What you should do: In the records below, how many lines hold the word "feature"? Give only the number.

(Stored items)
··········

PR #643, opened 2026-07-12
disable services at compile time via conditional compilation attributes

ajwahab:
For example, `BatteryService` may be omitted from the GATT Server by disabling the "ble-bas" feature.

```rust
#[gatt_server]
struct MyGattServer {
    hrs: HeartRateService,
    #[cfg(feature = "ble-bas")]
    bas: BatteryService,
}
```


lulf (approved):
Nice improvement, thanks!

··········

Response to this task: 2